### PROBLEM TO WORK ON
Go through the material and pull out every line with the string "screen" in it.
::: SOURCE INFORMATION :::
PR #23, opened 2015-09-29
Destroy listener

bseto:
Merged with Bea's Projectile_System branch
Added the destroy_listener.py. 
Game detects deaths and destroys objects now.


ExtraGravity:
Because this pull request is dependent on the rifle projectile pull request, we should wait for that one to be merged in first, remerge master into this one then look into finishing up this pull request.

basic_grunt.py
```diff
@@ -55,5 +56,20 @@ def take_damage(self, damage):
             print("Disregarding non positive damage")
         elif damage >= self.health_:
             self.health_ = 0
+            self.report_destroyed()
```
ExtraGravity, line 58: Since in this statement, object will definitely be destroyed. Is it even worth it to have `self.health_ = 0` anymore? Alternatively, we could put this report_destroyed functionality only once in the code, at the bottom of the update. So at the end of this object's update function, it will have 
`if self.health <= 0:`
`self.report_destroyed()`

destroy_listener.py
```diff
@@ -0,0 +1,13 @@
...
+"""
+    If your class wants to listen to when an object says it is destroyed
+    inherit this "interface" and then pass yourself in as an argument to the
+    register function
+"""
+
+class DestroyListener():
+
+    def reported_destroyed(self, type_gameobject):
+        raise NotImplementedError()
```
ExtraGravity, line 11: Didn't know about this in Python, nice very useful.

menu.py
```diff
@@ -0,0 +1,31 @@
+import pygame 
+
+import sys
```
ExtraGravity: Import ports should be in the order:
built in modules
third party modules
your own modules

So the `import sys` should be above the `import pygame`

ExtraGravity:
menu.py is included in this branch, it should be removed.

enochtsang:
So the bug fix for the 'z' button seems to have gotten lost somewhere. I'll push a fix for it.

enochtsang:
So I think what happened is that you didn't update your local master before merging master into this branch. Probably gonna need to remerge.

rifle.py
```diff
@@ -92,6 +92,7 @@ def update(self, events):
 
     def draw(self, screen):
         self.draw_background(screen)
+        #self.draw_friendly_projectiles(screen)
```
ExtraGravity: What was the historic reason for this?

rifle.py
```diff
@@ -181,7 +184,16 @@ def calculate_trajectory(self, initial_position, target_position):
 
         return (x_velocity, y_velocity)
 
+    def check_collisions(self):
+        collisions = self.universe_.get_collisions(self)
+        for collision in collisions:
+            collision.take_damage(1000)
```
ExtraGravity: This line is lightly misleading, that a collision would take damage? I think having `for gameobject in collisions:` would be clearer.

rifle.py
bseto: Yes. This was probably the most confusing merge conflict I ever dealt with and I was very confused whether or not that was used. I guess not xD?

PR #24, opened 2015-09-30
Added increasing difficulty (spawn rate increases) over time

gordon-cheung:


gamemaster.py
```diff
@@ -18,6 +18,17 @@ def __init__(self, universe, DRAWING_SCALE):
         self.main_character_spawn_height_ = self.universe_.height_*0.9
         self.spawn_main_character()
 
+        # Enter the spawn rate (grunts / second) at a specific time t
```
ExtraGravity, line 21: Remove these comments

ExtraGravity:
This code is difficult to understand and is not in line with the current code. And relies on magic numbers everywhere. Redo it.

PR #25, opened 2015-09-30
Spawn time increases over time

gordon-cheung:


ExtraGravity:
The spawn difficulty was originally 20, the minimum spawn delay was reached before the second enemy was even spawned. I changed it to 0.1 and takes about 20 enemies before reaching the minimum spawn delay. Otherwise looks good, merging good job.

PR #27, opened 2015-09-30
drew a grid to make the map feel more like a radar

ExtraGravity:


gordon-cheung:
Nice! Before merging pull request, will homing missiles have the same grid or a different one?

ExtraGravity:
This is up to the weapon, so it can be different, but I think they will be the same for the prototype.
:::
### EXPECTED ANSWER
     def draw(self, screen):
         self.draw_background(screen)
+        #self.draw_friendly_projectiles(screen)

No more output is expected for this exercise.